## YOUR INSTRUCTIONS
Across the material below, how many lines contain the word "class"? Respond with the number only.

## DATA RECORDS
PR #596, opened 2018-01-09
Makes JsonFactory used for ObjectMapperProvider configurable

hgschmie:
this allows using the ObjectMapperProvider for other formats than Json:

```java
public void configure(Binder binder) {
    binder.bind(ObjectMapper.class).annotatedWith(Json.class).toProvider(ObjectMapperProvider.class);
    binder.bind(ObjectMapper.class).annotatedWith(Smile.class).toProvider(new ObjectMapperProvider(new SmileFactory()));
}
```

while all the serializers, modules etc. are configured in the same way for all ObjectMappers independently from the output format.

### DIFF
--- a/json/src/main/java/io/airlift/json/ObjectMapperProvider.java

## EXERCISE RESPONSE
2